With sumptuous interiors, Ranger's House is a stylish and memorable setting for special events and is available for drinks receptions or dinners. It is also licensed for civil wedding ceremonies and can host intimate wedding receptions.
Ranger's House is an elegant Georgian villa in Greenwich Park. It houses The Wernher Collection, a remarkable collection of works of art amassed by diamond magnate Sir Julius Wernher (1850-1912). The Ranger's House event spaces, include the original Stone Hall, the Ranger's Room and an expansive garden. All are charming locations for hosting private or corporate events. The Gallery, is a long room with wooden floors, a large bay window and fine antique furnishings. The Walled Garden is the perfect site for a marquee that can host receptions, birthdays, summer parties and weddings.

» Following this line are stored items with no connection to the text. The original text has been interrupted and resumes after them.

PR #1392, opened 2020-01-07
use centos 8.0 by default

batrick:
Not sure if this is a good alternative fix or not to https://tracker.ceph.com/issues/43516 . I'm writing a separate fix to have fs:verify set the os_version. (Specifically, I wonder if this will break testing for nautilus/mimic.)


teuthology/orchestra/opsys.py
```diff
@@ -60,7 +60,7 @@
 DEFAULT_OS_VERSION = dict(
     ubuntu="18.04",
     fedora="25",
-    centos="7.6",
+    centos="8.0",
```
tchaikov: this means all jobs whose "os_type" is "centos" without specifying its "os_version" will start using "centos 8.0" after this change. i don't know the exact impaction of this change. but i think the bottom line is that we need to ensure all branches being tested should have EL8 build if we want to make change. but apparently nautilus does not have EL8 build at this moment. see https://shaman.ceph.com/builds/ceph/nautilus/f774f190ec882aa0a38c103cceac793eb28f0e75/

if you want to make this change, at least we should make sure all nautilus teuthology jobs do point their "os_version" to 7.6 if their "os_type" is "centos". i think the same applies to "mimic".

batrick: I personally don't feel it's worth it and perhaps keeping this as an old version will help with converting new and existing QA suites over to explicit versions. So I'm good with closing this.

Arranged within the panelled interiors of this graceful mansion is a glittering spectacle, a sumptuous arrangement of silver and jewels, paintings and porcelain. Nearly 700 works of art are on display, including early religious paintings and Dutch Old Masters, minute carved Gothic ivories, fine Renaissance bronzes and silver treasures revealing the genius of medieval craftsmen and the unparalleled quality of Renaissance decorative arts. Rangers House is owned and managed by English Heritage.

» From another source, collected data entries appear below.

PR #1394, opened 2020-01-15
bootstrap: install setuptools 44

jan--f:
With setuptools 45 python2 support was dropped.

Signed-off-by: Jan Fajerski <jfajerski@suse.com>

### DIFF
--- a/bootstrap
+++ b/bootstrap
@@ -141,7 +141,11 @@ SVER=${LVER%%.*}
 ./$VENV/bin/pip install --upgrade pip
 
 # Ensure setuptools is installed
-./$VENV/bin/pip install setuptools --upgrade
+if [ "$SVER" = "2" ]; then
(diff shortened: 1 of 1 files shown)


smithfarm:
@jan--f Would it be appropriate to add `Fixes: https://tracker.ceph.com/issues/43606` ?

bootstrap
```diff
@@ -141,7 +141,11 @@ SVER=${LVER%%.*}
 ./$VENV/bin/pip install --upgrade pip
 
 # Ensure setuptools is installed
-./$VENV/bin/pip install setuptools --upgrade
+if [ "$PYTHON" = "python2" ]; then
```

Ranger's House was built around 1700 as the official residence of the Ranger of Greenwich. The property gives visitors a rare insight into the life of Sir Julius Wernher, millionaire gold and diamond dealer and philanthropist. The highlight is the jewel vault which holds more than 100 Renaissance pieces, each exquisitely enamelled and studded with gems; thought to be one of the finest jewellery collections in Europe.
Decorative arts of the eighteenth century are handsomely represented by richly gilded Sevres porcelain, Meissen pottery figures, fine French furniture and huge Beauvais tapestries, complemented by British portraits by Sir Joshua Reynolds, George Romney and Sir William Beechey. Wernher was made a Baronet in 1904, and died in 1912 leaving more than £11 million. Sir Julius was instrumental in the founding of Imperial College, London, and during the First World War, contributed millions of pounds to the 'war loan.' The property provides the opportunity for a detailed look into the crafts and skills involved in the making of such jewels and in the modern conservation practices applied to them today.